- **EXERCISE AIM**
Your answer must consist of every line from the data below that includes the word "become".
______________________________
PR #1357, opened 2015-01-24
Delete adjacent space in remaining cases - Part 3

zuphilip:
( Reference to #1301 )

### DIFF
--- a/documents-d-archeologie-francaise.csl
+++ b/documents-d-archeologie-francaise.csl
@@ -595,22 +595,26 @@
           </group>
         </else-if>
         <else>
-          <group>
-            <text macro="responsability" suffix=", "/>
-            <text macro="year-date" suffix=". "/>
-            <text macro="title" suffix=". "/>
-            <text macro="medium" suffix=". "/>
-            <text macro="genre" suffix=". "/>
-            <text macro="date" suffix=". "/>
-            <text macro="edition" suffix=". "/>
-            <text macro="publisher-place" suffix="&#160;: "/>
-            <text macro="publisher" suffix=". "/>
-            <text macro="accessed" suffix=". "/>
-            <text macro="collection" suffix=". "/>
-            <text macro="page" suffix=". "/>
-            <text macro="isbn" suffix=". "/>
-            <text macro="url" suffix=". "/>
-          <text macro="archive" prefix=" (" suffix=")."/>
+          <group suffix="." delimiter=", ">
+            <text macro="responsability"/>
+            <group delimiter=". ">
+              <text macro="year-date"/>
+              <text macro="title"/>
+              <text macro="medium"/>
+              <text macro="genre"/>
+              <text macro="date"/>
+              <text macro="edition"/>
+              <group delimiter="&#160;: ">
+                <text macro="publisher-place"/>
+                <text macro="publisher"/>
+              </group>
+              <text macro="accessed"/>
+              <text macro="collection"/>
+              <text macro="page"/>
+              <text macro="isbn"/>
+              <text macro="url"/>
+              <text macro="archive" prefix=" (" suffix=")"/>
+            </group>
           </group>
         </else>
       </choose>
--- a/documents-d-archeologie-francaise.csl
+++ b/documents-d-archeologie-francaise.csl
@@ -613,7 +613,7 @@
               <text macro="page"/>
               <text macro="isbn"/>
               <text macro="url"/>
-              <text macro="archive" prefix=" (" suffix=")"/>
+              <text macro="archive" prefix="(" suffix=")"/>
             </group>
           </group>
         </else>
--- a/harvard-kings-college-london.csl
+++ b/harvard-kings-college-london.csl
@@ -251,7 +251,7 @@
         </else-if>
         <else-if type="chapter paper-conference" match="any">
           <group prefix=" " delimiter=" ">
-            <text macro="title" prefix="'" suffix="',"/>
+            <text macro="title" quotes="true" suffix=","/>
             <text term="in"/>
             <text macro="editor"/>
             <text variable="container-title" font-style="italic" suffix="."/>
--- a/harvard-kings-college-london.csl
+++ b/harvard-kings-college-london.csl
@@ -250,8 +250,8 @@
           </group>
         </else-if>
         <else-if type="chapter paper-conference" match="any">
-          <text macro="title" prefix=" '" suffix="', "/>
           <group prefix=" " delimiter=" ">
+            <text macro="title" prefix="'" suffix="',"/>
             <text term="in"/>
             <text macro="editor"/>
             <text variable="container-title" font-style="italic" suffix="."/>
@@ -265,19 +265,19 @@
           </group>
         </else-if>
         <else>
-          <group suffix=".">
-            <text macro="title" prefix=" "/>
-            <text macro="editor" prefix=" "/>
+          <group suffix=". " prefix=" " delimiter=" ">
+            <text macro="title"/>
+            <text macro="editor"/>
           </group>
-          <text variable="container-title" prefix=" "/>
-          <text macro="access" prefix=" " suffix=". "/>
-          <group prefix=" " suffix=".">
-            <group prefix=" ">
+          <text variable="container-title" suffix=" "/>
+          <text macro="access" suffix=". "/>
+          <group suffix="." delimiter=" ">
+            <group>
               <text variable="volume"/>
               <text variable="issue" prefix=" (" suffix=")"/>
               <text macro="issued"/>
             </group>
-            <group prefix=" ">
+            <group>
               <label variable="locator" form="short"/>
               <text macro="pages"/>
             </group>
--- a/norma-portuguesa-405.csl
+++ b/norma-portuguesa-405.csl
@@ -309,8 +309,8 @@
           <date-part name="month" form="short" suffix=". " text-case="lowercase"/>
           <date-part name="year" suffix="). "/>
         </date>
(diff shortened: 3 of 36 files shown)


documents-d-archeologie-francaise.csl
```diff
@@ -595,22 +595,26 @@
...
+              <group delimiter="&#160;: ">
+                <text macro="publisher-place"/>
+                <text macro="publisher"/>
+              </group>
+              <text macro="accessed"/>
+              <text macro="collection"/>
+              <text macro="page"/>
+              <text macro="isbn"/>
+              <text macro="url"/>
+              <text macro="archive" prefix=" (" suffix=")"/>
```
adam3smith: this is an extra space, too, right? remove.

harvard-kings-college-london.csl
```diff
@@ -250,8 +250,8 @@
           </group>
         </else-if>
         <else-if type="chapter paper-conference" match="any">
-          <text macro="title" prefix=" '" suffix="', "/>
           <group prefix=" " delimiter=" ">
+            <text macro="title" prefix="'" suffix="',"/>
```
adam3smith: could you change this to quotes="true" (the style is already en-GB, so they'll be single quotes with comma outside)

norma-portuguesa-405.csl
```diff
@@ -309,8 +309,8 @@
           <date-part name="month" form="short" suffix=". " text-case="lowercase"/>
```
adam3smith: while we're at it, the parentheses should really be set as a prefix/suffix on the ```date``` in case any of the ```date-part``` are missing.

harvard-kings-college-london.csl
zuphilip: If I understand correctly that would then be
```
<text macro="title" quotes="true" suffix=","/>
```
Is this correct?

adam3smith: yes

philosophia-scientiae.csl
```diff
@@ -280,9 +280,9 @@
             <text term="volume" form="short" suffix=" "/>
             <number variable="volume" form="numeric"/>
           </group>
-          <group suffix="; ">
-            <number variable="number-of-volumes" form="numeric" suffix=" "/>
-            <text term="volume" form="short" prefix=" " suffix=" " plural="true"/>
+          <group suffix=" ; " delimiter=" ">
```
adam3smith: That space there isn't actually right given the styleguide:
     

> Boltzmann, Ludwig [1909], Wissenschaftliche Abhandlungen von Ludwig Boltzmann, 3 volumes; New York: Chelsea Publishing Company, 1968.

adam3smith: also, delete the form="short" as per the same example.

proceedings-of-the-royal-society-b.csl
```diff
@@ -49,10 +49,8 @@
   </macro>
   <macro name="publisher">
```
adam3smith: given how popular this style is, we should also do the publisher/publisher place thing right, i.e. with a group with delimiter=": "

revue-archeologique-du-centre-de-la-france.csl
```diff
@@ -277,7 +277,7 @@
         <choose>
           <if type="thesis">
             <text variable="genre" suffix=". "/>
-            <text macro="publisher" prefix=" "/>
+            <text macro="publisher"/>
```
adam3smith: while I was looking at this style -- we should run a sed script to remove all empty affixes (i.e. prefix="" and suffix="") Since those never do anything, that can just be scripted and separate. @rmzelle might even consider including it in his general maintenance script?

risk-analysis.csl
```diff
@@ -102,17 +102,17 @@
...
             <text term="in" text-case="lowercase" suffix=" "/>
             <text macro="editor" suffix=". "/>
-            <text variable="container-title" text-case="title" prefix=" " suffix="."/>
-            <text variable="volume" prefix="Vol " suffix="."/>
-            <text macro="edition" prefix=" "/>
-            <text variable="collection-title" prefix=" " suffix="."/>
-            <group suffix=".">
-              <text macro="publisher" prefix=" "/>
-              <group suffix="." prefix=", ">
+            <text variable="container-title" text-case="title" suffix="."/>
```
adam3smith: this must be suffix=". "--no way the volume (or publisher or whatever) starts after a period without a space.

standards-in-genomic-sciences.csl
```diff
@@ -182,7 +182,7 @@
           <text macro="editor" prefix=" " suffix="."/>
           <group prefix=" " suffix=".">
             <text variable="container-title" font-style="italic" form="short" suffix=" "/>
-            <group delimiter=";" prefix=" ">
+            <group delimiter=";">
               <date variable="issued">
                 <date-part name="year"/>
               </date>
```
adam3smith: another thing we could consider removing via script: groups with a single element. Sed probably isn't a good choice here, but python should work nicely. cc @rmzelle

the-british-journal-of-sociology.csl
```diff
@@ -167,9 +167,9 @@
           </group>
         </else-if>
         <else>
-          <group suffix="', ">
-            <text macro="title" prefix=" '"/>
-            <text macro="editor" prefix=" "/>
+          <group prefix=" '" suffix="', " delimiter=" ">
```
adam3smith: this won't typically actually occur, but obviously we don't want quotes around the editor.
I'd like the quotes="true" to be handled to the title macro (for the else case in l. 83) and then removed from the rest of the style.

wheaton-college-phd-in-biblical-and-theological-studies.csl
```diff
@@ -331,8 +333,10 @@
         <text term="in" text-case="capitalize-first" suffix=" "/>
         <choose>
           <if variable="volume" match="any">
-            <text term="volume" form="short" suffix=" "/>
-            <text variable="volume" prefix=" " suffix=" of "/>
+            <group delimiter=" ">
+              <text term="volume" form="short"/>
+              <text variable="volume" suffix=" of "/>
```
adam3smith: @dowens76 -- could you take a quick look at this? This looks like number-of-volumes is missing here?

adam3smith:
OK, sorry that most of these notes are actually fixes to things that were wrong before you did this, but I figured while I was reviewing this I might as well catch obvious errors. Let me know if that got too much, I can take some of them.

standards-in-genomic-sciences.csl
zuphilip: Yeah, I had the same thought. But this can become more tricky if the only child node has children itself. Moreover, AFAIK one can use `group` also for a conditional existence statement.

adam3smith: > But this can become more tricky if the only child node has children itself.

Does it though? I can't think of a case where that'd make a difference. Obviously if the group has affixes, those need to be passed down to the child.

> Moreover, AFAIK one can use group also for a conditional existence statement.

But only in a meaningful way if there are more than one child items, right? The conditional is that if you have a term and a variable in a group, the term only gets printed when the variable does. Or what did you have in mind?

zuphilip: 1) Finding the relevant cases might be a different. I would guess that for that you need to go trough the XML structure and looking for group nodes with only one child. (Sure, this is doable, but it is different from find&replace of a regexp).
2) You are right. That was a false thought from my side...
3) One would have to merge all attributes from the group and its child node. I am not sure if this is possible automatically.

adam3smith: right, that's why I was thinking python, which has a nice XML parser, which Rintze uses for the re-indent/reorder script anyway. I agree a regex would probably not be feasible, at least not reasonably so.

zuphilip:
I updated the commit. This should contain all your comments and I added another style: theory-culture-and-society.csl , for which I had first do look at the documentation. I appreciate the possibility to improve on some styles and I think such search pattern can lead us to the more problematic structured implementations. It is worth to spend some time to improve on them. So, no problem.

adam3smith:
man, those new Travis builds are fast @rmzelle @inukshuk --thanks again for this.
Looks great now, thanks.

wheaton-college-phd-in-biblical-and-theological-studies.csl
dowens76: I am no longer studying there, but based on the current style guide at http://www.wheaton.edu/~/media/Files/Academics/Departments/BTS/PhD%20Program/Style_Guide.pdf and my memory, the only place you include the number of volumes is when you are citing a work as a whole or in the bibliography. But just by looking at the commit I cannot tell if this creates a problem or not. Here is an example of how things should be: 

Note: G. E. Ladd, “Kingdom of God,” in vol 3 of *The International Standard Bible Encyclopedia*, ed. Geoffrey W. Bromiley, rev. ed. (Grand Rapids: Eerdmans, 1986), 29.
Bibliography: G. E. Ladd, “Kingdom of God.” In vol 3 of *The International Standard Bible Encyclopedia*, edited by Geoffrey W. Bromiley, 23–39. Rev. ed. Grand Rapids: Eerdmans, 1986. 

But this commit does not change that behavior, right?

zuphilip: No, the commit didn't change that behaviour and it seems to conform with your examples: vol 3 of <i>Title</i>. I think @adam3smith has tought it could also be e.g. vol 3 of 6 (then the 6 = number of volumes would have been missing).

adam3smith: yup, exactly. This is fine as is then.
______________________________
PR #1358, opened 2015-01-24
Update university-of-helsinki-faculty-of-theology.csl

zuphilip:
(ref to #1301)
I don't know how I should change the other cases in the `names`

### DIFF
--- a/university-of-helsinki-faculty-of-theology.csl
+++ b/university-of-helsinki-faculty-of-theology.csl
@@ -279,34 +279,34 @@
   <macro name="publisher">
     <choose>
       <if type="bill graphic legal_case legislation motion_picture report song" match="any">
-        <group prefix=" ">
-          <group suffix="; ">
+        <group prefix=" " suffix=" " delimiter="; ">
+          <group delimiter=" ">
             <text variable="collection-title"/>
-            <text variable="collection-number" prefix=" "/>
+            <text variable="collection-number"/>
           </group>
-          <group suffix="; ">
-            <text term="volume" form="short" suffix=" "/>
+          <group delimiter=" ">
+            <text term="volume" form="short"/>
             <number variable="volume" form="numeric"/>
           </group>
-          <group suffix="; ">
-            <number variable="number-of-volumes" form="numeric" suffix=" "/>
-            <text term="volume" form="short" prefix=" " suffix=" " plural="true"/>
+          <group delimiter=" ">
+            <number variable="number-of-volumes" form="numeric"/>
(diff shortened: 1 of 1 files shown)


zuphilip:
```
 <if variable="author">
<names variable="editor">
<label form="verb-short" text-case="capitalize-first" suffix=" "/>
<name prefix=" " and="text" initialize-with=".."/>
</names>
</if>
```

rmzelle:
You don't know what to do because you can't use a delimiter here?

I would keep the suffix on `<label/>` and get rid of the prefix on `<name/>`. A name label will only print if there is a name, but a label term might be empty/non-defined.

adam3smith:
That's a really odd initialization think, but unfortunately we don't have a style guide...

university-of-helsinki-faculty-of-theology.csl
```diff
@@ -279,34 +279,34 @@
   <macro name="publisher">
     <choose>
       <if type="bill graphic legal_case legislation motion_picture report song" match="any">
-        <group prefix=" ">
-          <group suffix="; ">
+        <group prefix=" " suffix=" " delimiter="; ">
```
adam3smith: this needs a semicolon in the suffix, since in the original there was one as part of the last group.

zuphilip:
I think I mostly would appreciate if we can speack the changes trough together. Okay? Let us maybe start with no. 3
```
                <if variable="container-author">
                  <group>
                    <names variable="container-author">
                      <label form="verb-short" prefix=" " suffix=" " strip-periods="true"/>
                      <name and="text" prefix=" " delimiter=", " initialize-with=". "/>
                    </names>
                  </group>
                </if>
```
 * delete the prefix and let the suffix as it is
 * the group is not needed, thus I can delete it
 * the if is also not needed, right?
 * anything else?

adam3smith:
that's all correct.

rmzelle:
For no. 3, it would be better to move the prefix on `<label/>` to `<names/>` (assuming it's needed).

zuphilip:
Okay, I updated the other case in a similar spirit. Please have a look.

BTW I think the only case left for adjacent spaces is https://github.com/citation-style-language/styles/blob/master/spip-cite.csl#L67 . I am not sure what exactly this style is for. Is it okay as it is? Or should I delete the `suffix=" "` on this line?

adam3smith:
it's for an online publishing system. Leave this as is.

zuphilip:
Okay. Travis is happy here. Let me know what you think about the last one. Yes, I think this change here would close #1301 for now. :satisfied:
______________________________
- **RESPONSE AREA**
zuphilip: Yeah, I had the same thought. But this can become more tricky if the only child node has children itself. Moreover, AFAIK one can use `group` also for a conditional existence statement.
adam3smith: > But this can become more tricky if the only child node has children itself.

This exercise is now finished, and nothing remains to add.